Example for 32K input scenario:
- Pre-seed: 128 requests with 25600 (32K × 0.8) input tokens + 1 output token
- Test: 128 requests with 32000 input tokens + 1000 output tokens

This procedure ensures the prefix portion (80% of input) is cached before measuring performance, simulating real-world prefix reuse scenarios.

### Test Commands

```bash
# Step 1: Pre-seed KV cache (25600 = 32000 * 0.8)
vllm bench serve \
    --backend vllm \
    --model /models/GLM-5.1-w4a8 \
    --host 192.168.10.1 \
    --port 7850 \
    --seed 123456 \
    --dataset-name random \
    --num-prompts 128 \
    --random-input-len 25600 \
    --random-output-len 1 \
    --request-rate inf \
    --ignore-eos

# Step 2: Run performance test
vllm bench serve \
    --backend vllm \
    --model /models/GLM-5.1-w4a8 \
    --host 192.168.10.1 \
    --port 7850 \
    --seed 123456 \
    --dataset-name random \
    --num-prompts 128 \
    --random-input-len 32000 \
    --random-output-len 1000 \
    --request-rate inf \
    --ignore-eos
```

### Test Scenarios

| Scenario | Description |
|----------|-------------|
| **Recalculation** | Baseline without UCM, HBM prefix cache disabled (full recomputation) |
| **HBM PC** | Without UCM, HBM prefix cache enabled |
| **UCM PC** | With UCM prefix cache enabled |

### Performance Results

<table>
  <thead>
    <tr>
      <th rowspan="2">Input Length</th>
      <th rowspan="2">Output Length</th>
      <th colspan="3">Recalculation</th>
      <th colspan="3">HBM PC</th>
      <th colspan="3">UCM PC</th>
    </tr>
    <tr>
      <th>TTFT (ms)</th>
      <th>TPOT (ms)</th>
      <th>E2EL (ms)</th>
      <th>TTFT (ms)</th>
      <th>TPOT (ms)</th>
      <th>E2EL (ms)</th>
      <th>TTFT (ms)</th>
      <th>TPOT (ms)</th>
      <th>E2EL (ms)</th>
    </tr>
  </thead>
  <tbody>
    <tr>
      <td><strong>32K</strong></td>
      <td><strong>1K</strong></td>
      <td>140730</td>
      <td>64</td>
      <td>173820</td>
      <td>108879</td>
      <td>65</td>
      <td>142228</td>
      <td>51861</td>
      <td>66</td>
      <td>85615</td>
    </tr>
    <tr>
      <td><strong>64K</strong></td>
      <td><strong>1K</strong></td>
      <td>181864</td>
      <td>64</td>
      <td>214988</td>
      <td>144444</td>
      <td>65</td>
      <td>177561</td>
      <td>69718</td>
      <td>66</td>
      <td>103752</td>
    </tr>
    <tr>
      <td><strong>128K</strong></td>
      <td><strong>1K</strong></td>
      <td>268016</td>
      <td>65</td>
      <td>301648</td>
      <td>267680</td>
      <td>65</td>
      <td>301135</td>
      <td>105083</td>
      <td>66</td>
      <td>138946</td>
    </tr>
  </tbody>
</table>

> **Note**: Due to data parallelism, requests during the test phase may not be routed to the same DP process that was used for KV cache pre-seeding.

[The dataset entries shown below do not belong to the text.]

PR #66, opened 2021-07-14
mmap CARs when possible in ShardAccessors.

### LINKED ISSUE #28: mmap transients
mmap transient files using https://pkg.go.dev/golang.org/x/exp/mmap when passing them to the CARv2 library.

raulk:
Closes #28.

### DIFF
--- a/accessor.go
+++ b/accessor.go
@@ -2,6 +2,9 @@ package dagstore
 
 import (
 	"context"
+	"io"
+	"os"
+	"sync"
 
 	"github.com/filecoin-project/dagstore/mount"
 	"github.com/filecoin-project/dagstore/shard"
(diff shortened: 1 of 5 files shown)


accessor.go
```diff
@@ -27,6 +31,12 @@ type ShardAccessor struct {
 	data  mount.Reader
 	idx   index.Index
 	shard *Shard
+
+	// mmapr is an optional mmap.ReaderAt. It will be non-nil if the mount
+	// has been mmapped because the mount.Reader was an underlying *os.File,
+	// and an mmap-backed accessor was requested (e.g. Blockstore).
+	lk    sync.Mutex
```
raulk, line 38: Actually, this lock might not even be necessary because ShardAccessors aren't thread-safe because by definition because they operate on a reader.

PR #70, opened 2021-07-20
Ignore nil channels in the dispatcher

aarshkshah1992:
If the code directly writes to the channel that the `dispatcher` function is reading from, we could escape the nil channel check we've put in place in the `dispatchResult` function.

### DIFF
--- a/dagstore_test.go
+++ b/dagstore_test.go
@@ -51,6 +51,38 @@ func TestRegisterUsingExistingTransient(t *testing.T) {
 	require.NotNil(t, idx)
 }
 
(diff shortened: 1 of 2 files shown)


raulk (approved):

raulk (commented):
Should probably add a small test, though.

aarshkshah1992:
Have added a test and merging as CI is green.

Stebalien:
Please don't update to commits on random branches. We _delete_ random branches.

Stebalien:
Tagged https://github.com/ipld/go-car/releases/tag/v2.0.0-beta2 to revive the commit.

PR #75, opened 2021-07-21
Fix shard state string representation

aarshkshah1992:


dirkmc (approved):

raulk (commented):
Unfortunately, this PR replaces a cheap static array lookup with a dynamic map lookup, every time a string representation is needed.

What was broken is that the shard state int values were not linear, yet the array assumed they were. It's preferrable to solve this with a sparse array.

PR #78, opened 2021-07-21
add a failure handler utility to recover shards immediately.

raulk:
This introduces a utility that DAG Store users can rely on to recover shard failures automatically, up to a maximum number of attempts. It currently does not support backoff; see #79.

### DIFF
--- a/handlers.go
+++ b/handlers.go
@@ -11,7 +11,9 @@ import (
 // unique shard.
 //
 // Attempt tracking does not survive restarts. When the passed context fires,
-// the failure handler goroutine will yield
+// the failure handler will yield. It is recommended to call this
+// method from a dedicated goroutine, as it runs an infinite event
+// loop.
 func RecoverImmediately(ctx context.Context, dagst *DAGStore, failureCh chan ShardResult, maxAttempts uint64) {
 	var (
 		recResCh = make(chan ShardResult, 128)
--- a/handlers.go
+++ b/handlers.go
@@ -1,0 +1,59 @@
+package dagstore
+
+import (
+	"context"
+
+	"github.com/filecoin-project/dagstore/shard"
+)
+
+// RecoverImmediately takes a failureCh were DAGStore failures are sent, and
+// attempts to recover the shard immediately up until maxAttempts for each
+// unique shard.
+//
+// Attempt tracking does not survive restarts. When the passed context fires,
+// the failure handler goroutine will yield
+func RecoverImmediately(ctx context.Context, dagst *DAGStore, failureCh chan ShardResult, maxAttempts uint64) {
+	var (
+		recResCh = make(chan ShardResult, 128)
+		attempts = make(map[shard.Key]uint64)
+	)
+
+	for {
+		select {
+		case res := <-failureCh:
+			key := res.Key
+			att := attempts[key]
+			if att >= maxAttempts {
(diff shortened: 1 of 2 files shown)


handlers.go
```diff
@@ -0,0 +1,59 @@
...
+				log.Infow("failure handler: max attempts exceeded; skipping recovery", "key", key, "from_error", res.Error, "attempt", att)
+				continue
+			}
+
+			log.Infow("failure handler: recovering shard", "key", key, "from_error", res.Error, "attempt", att)
+
+			// queue the recovery for this key.
+			if err := dagst.RecoverShard(ctx, key, recResCh, RecoverOpts{}); err != nil {
+				log.Warnw("failure handler: failed to queue shard recovery", "key", key, "error", err)
+				continue
```
dirkmc, line 36: Here we bail out before incrementing the attempt count, so I think this will loop forever if RecoverShard always returns an error

handlers.go
```diff
@@ -0,0 +1,59 @@
...
+		case res := <-recResCh:
+			// this channel is just informational; a failure to recover will
+			// trigger another failure on the failureCh, which will be handled
+			// above for retry.
+			key := res.Key
+			if res.Error == nil {
+				log.Infow("failure handler: successfully recovered shard", "key", key)
+				delete(attempts, key)
+			} else {
+				log.Warnw("failure handler: failed to recover shard", "key", key, "attempt", attempts[key])
```
dirkmc, line 49: Should we be incrementing the attempts count here?

handlers.go
```diff
@@ -0,0 +1,59 @@
+package dagstore
+
+import (
+	"context"
+
+	"github.com/filecoin-project/dagstore/shard"
+)
+
+// RecoverImmediately takes a failureCh were DAGStore failures are sent, and
```
dirkmc, line 9:
```suggestion
// RecoverImmediately takes a failureCh where DAGStore failures are sent, and
```

handlers.go
```diff
@@ -0,0 +1,59 @@
...
+// attempts to recover the shard immediately up until maxAttempts for each
+// unique shard.
+//
+// Attempt tracking does not survive restarts. When the passed context fires,
+// the failure handler goroutine will yield
```
dirkmc, line 14: > the failure handler goroutine will yield

nit: this tripped me up the first time I read it - there is no go routine :)

raulk: Good point! I wrote this comment for a previous version ;-)

raulk:
```suggestion
// the failure handler will yield. It is recommended to call this
// method from a dedicated goroutine, as it runs an infinite event
// loop.
```

handlers.go
raulk: I perceive this behaviour as correct. Since our recovery request was **not accepted**, it cannot even be computed as "an attempt". This happens when a precondition is not met (e.g. shard does not exist), and we don't want to keep reattempting.

handlers.go
raulk: Not here, only when we actually trigger a recovery (this is the async result from a recovery, which if it fails, will _also_ trigger a failure, and we'll receive an event above, which will start another recovery attempt, if applicable)

handlers.go
aarshkshah1992: This makes sense to me though something is really messed up if we're attempting to recover a Shard that does NOT exist.

aarshkshah1992 (approved):

PR #81, opened 2021-07-22
Bug Fixes and logging

### LINKED ISSUE #80: option to recover failed shards on initialization
When restoring errored shards from the persistent store, we don't do anything special to try to recover them. We rely on the client to take action by querying all shard states and recovering failed shards. We should add an option on `dagstore.Config`:

```go
type Config struct {
    ...
    RecoverFailed bool
}
```

that, when true, automatically sends OpShardRecover tasks for all failed shards.

aarshkshah1992:
Closes #80 .

- If we persist a shard in errored state to the datastore and then crash and restart, the shard would have forever stayed in the errored state.

- Shard Recovery should respect lazy initialization.

- Document that clients have to always actively consume from the trace and failure channels.

- Logging for all the Upgrader magic. Logging for everything.

### TODO
- [x] GoDocs.
- [x] Solid Unit tests for the changes introduced here.

### DIFF
--- a/dagstore_control.go
+++ b/dagstore_control.go
@@ -51,6 +51,7 @@ func (d *DAGStore) control() {
 	for {
 		// consume the next task; if we're shutting down, this method will error.
 		if tsk, err = d.consumeNext(); err != nil {
+			log.Errorw("failed to consume next task in event loop, will return from event loop", "error", err)
 			break
 		}
 
@@ -265,6 +266,17 @@ func (d *DAGStore) control() {
 				log.Debugw("recovery: no index dropped for shard", "shard", s.key)
 			}
 
+			if s.lazy {
+				log.Debugw("shard recovered with lazy initialization, resetting shard state to ShardStateNew", "shard", s.key)
+				// waiter will be nil if this was a restart and not a call to RecoverShard().
+				if tsk.waiter != nil {
+					res := &ShardResult{Key: s.key}
+					d.dispatchResult(res, tsk.waiter)
+				}
+				s.state = ShardStateNew
+				break
+			}
+
 			// fetch again and reindex.
 			go d.initializeShard(tsk.ctx, s, s.mount)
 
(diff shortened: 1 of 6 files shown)


mount/upgrader.go
```diff
@@ -66,9 +72,13 @@ func (u *Upgrader) Fetch(ctx context.Context) (Reader, error) {
 	// after it's done, open the resulting transient.
 	u.lk.Lock()
 	if u.transient != "" {
+		log.Debugw("have an existing transient copy, checking if we can use it for the fetch", "shard", u.key, "transient", u.transient)
 		if _, err := os.Stat(u.transient); err == nil {
-			u.lk.Unlock()
+			log.Debugw("transient is still alive, not refetching", "shard", u.key, "transient", u.transient)
+			defer u.lk.Unlock()
```
aarshkshah1992, line 78: @raulk This was the unlock bug I was talking about. Hairy edge case that I think actually happened on the Sofia Miner.

dagstore_control.go
```diff
@@ -124,11 +126,13 @@ func (d *DAGStore) control() {
 				// optimistically increment the refcount to acquire the shard. The go-routine will send an `OpShardRelease` message
 				// to the event loop if it fails to acquire the shard.
 				s.refs++
+				// TODO Can we pass in  a looping pointer variable as is to a go-routine ?
```
aarshkshah1992, line 129: @raulk

raulk: This is fine. The pointer is passed by value. A different thing would be if we closed over the value, in which case it would be racy, e.g.:

```go
for _, s := range ... {
    go func() {
       // do something with s
    }()
}
```

Take a look at this: https://eli.thegreenplace.net/2019/go-internals-capturing-loop-variables-in-closures/.

raulk: When in doubt, you can cook up a little Go Playground thing: https://play.golang.org/p/TogtEsZAkiY

raulk (approved):

mount/upgrader.go
```diff
@@ -78,7 +88,12 @@ func (u *Upgrader) Fetch(ctx context.Context) (Reader, error) {
 	u.lk.Unlock()
 
 	var err error
-	once.Do(func() { err = u.refetch(ctx) })
+	once.Do(func() {
+		err = u.refetch(ctx)
+		if err != nil {
+			log.Errorw("failed to refetch", "shard", u.key, "error", err)
+		}
+	})
```
raulk, line 96: There's a bug here. This error won't be propagated to waiting fetchers.

PR #88, opened 2021-07-25
refactor GC and implement reconciliation.

### LINKED ISSUE #58: reconcile transients directory
If the system is restarted while a fetch is in progress, we will leave behind a partial, unreferenced file in the transients dir.

Implement a way to reconcile the actual contents with the transients directory with the referenced files.

Alternatively, the upgrader could download into a temp file, then move the file to its final location under the transients dir (probably the best option, and we can use mnt.Stat().Size to ensure we have enough space, or call GC otherwise).

raulk:
This PR closes #58.

It implements reconciliation of the transients directory, which consists of removing files that are no longer referenced by any mount, either as a complete or partial transient file.

We introduce the concept of a "partial file" in the Upgrader. The partial file is the file where a mount is being fetched into, while the fetch is in progress (cf. `.crdownload` in Chrome). This is not safe to expose as the `TransientPath`, because that would imply that it's fully functional. However, we don't want it saved in the Datastore.

I've also refactor the way that GC is triggered, so it's much neater now.

### DIFF
--- a/dagstore.go
+++ b/dagstore.go
@@ -233,6 +233,10 @@ func NewDAGStore(cfg Config) (*DAGStore, error) {
 		return nil, fmt.Errorf("failed to restore dagstore state: %w", err)
 	}
 
+	if err := dagst.clearOrphaned(); err != nil {
+		log.Warnf("failed to clear orphaned files on startup: %s", err)
+	}
+
 	// Reset in-progress states.
 	//
 	// Queue shards whose registration needs to be restarted. Release those
@@ -472,13 +476,8 @@ func (d *DAGStore) AllShardsInfo() AllShardsInfo {
 	return ret
 }
 
-// GC performs DAG store garbage collection.
-//
-// This comprises two steps:
-//  1. Reclaim the transient files of shards that are currently available but
-//  inactive, or errored.
-//  2. Reconciles the transients directory with the mounts, by removing orphaned
-//  files (unreferenced files).
+// GC performs DAG store garbage collection by reclaiming transient files of
+// shards that are currently available but inactive, or errored.
 //
 // GC runs with exclusivity from the event loop.
 func (d *DAGStore) GC(ctx context.Context) (*GCResult, error) {
--- a/dagstore.go
+++ b/dagstore.go
@@ -10,7 +10,6 @@ import (
 	"github.com/filecoin-project/dagstore/index"
 	"github.com/filecoin-project/dagstore/mount"
 	"github.com/filecoin-project/dagstore/shard"
-	"github.com/hashicorp/go-multierror"
 	ds "github.com/ipfs/go-datastore"
 	"github.com/ipfs/go-datastore/namespace"
 	"github.com/ipfs/go-datastore/query"
@@ -86,6 +85,8 @@ type DAGStore struct {
 	// back to the application. Serviced by a dispatcher goroutine.
 	// See note in dispatchResultsCh for background.
 	dispatchFailuresCh chan *dispatch
+	// gcCh is where requests for GC are sent.
+	gcCh chan chan *GCResult
 
 	// Channels not owned by us.
 	//
@@ -210,6 +211,7 @@ func NewDAGStore(cfg Config) (*DAGStore, error) {
 		internalCh:        make(chan *task, 1),       // len=1, because eventloop will only ever stage another internal event.
 		completionCh:      make(chan *task, 64),      // len=64, hitting this limit will just make async tasks wait.
 		dispatchResultsCh: make(chan *dispatch, 128), // len=128, same as externalCh.
+		gcCh:              make(chan chan *GCResult, 8),
 		traceCh:           cfg.TraceCh,
 		failureCh:         cfg.FailureCh,
 		throttleFetch:     noopThrottler{},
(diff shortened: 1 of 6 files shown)


shard_persist.go
```diff
@@ -22,8 +22,8 @@ type PersistedShard struct {
 }
 
 // MarshalJSON returns a serialized representation of the state. It must be
-// called from inside the event loop, as it accesses mutable state, or under a
-// shard read lock.
+// called with a shard lock (read, at lesat), such as from inside the event
```
aarshkshah1992, line 25:
```suggestion
// called with a shard lock (read, at least), such as from inside the event
```

mount/upgrader.go
```diff
@@ -96,11 +102,45 @@ func (u *Upgrader) Fetch(ctx context.Context) (Reader, error) {
 
 	once.Do(func() {
 		atomic.AddInt32(&u.fetches, 1)
-		err := u.refetch(ctx)
-		if err != nil {
-			log.Errorw("failed to refetch", "shard", u.key, "error", err)
+
+		// create a temporary file, partial file, and track it.
+		// onceErr can be set outside the lock because access is exclusive due to sync.Once
+		u.lk.Lock()
```
aarshkshah1992, line 108: What is this lock guarding ?

mount/upgrader.go
```diff
@@ -96,11 +102,45 @@ func (u *Upgrader) Fetch(ctx context.Context) (Reader, error) {
...
+		u.lk.Unlock()
+
+		// do the refetch; abort and remove/reset the partial if it fails.
+		u.onceErr = u.refetch(ctx, file)
+		if u.onceErr != nil {
+			log.Warnw("failed to refetch", "shard", u.key, "error", u.onceErr)
+			if err := os.Remove(u.partial); err != nil {
+				log.Warnw("failed to remove partial transient", "shard", u.key, "path", u.partial, "error", err)
+			}
+			u.partial = ""
```
aarshkshah1992, line 126: If the above lock is guarding the "partial" state, shouldn't we take a lock to mutate this ?

dagstore_gc.go
```diff
@@ -0,0 +1,101 @@
...
+		res.Shards[s.key] = err
+
+		// flush the shard state to the datastore.
+		if err := s.persist(d.config.Datastore); err != nil {
+			log.Warnw("failed to persist shard", "shard", s.key, "error", err)
+		}
+		s.lk.Unlock()
+	}
+
+	// B. Remove files that aren't referenced by the mounts.
```
aarshkshah1992, line 74: I don't think we need to do this reconciliation on every GC. Just doing it on startup should be fine. We'll have unreferenced files only if we crash before failing to persist the transient path or crash before removing a partial file on a fetch error or crash before we mark a partial as a transient. 

This is adding needless cognitive overhead as I just had to reason about how this could race with the Upgrader to convince myself that it wont.

dagstore.go
```diff
@@ -210,6 +211,7 @@ func NewDAGStore(cfg Config) (*DAGStore, error) {
 		internalCh:        make(chan *task, 1),       // len=1, because eventloop will only ever stage another internal event.
 		completionCh:      make(chan *task, 64),      // len=64, hitting this limit will just make async tasks wait.
 		dispatchResultsCh: make(chan *dispatch, 128), // len=128, same as externalCh.
+		gcCh:              make(chan chan *GCResult, 8),
```
aarshkshah1992, line 214: Are we just going ahead with a random number here ?

aarshkshah1992 (approved):

dagstore_control.go
```diff
@@ -36,32 +36,35 @@ func (o OpType) String() string {
...
 
-		log.Debugw("processing task", "op", tsk.op, "shard", tsk.shard.key, "error", tsk.err)
+		if gc != nil {
+			// this was a GC request.
+			d.gc(gc)
+			continue
+		}
 
 		s := tsk.shard
+		prevState := s.state
```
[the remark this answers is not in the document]
aarshkshah1992: Approved by mistake.

dagstore_control.go
```diff
@@ -341,27 +344,25 @@ func (d *DAGStore) control() {
...
 	}
 
 	select {
 	case tsk = <-d.externalCh:
-		return tsk, nil
+		return tsk, nil, nil
 	case tsk = <-d.completionCh:
-		return tsk, nil
+		return tsk, nil, nil
+	case gc := <-d.gcCh:
```
aarshkshah1992, line 363: This can race with the shard state book-keeping/reconciliation we do on startup because we submit ops to the external channel on startup.  Since the ordering inside a select is indeterminate, we could end up picking the gc channel here (if client calls GC after startup) over the requests queued in the external channel at startup.

I think it would be nice to maintain the property of finishing all ops the dagstore itself submits to the event loop on startup before we pick client requests to avoid shooting ourselves in the foot down the line.

aarshkshah1992:
@raulk Approved by mistake .

dagstore_gc.go
raulk: That makes sense. It would allow us to get rid of exposing the partial file path too, and the associated complexity. We had discussed this, but I completely forgot.

dagstore.go
raulk: Yep, if the channel is backlogged, the next GC request will make the GC() call wait.

dagstore_control.go
raulk: > I think it would be nice to maintain the property of finishing all ops the dagstore itself submits to the event loop on startup before we pick client requests to avoid shooting ourselves in the foot down the line.

We do that, by consuming from internalCh first.


> This can race with the shard state book-keeping/reconciliation we do on startup because we submit ops to the external channel on startup. Since the ordering inside a select is indeterminate, we could end up picking the gc channel here (if client calls GC after startup) over the requests queued in the external channel at startup.

I don't think that's wrong. In fact, I was considering the opposite: prioritising GC over external operations. The user may be executing GC because the system is under pressure, and if not run on time, other operations may fail.

dagstore_control.go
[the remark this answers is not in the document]
raulk: Yep.

dagstore_control.go
aarshkshah1992: @raulk 

Yes, but the problem is that the startup operations are being submitted to the external channel.

```
// release the queued registrations before we return.
	for _, s := range toRegister {
		_ = dagst.queueTask(&task{op: OpShardRegister, shard: s, waiter: &waiter{ctx: ctx}}, dagst.externalCh)
	}

	// queue shard recovery for shards in the errored state before we return.
	for _, s := range toRecover {
		_ = dagst.queueTask(&task{op: OpShardRecover, shard: s, waiter: &waiter{ctx: ctx}}, dagst.externalCh)
	}
```

Now that I think of it, these look like they should be submitted to the internal channel.

raulk: GC can't be called at that point because we haven't even returned the instance to the user.

raulk: The only thing that could happen is that operations remained queued when we return the DAGStore, and the user immediately calls GC. However, I'm not sure how that would be offensive.

aarshkshah1992: What I'm saying is that even after this request is queued,  if a user submits a GC request, it's possible for the GC request to be picked over the startup ops. This will break the property of "startup ops before all client calls".

aarshkshah1992: @raulk It's probably not offensive today. But, I'd like for us to maintain the invariant of all startup operations being executed before any clients ops are executed.

raulk: That's true for GC or non-GC operations. That property is not formalised. If we want to introduce that property (and I think it's a good idea), we should pass a chan ShardResult in the waiters, and wait until we've consumed all responses. However, we might not want to block the constructor if we do that (synchronous recovery can take long). The implied contract of a constructor is that it just constructs the object, it does not do heavy lifting. Instead, we may want to move this logic to a `Start` method.

aarshkshah1992: How about simply submitting all startup ops to the internal channel ? That too should give us this property, right ?

dagstore_gc.go
raulk: On second thought, I don’t think I want the reconciliation to run only on startup. It’s really valuable to have it run in normal GC, as it makes the system more resilient, e.g. imagine we’re stuck in a loop where fetching a 32GiB mount fails halfway, repeatedly. We’d keep accumulating garbage that would only get collected on startup. Also, in the future, we want to set a disk quota for the transients dir, and have GC kick off based on a watermark policy.

mount/upgrader.go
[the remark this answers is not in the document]
raulk: Simplified the lock handling.

mount/upgrader.go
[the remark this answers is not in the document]
raulk: We need locks because we modify the paths, which can be accessed from getters.

dagstore_gc.go
raulk: I've pushed a commit to simplify the solution. Since now we're using precomputed filenames for complete and partial files, and not generating random ones, the risk of us accumulating garbage due to thrash is very low/nil. So now we can rely on orphan cleanup on startup only.

aarshkshah1992 (approved):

As a result, HBM PC achieves an actual cache hit rate lower than the intended 0.8. UCM addresses this limitation by storing all KV cache in shared external storage, ensuring that requests can hit cached data regardless of which DP process handles them. This guarantees a true cache hit rate equal to the pre-seeding ratio of 0.8, significantly reducing TTFT compared to HBM PC. The improved TTFT effectively increases Prefill instance throughput, thereby boosting the overall system throughput.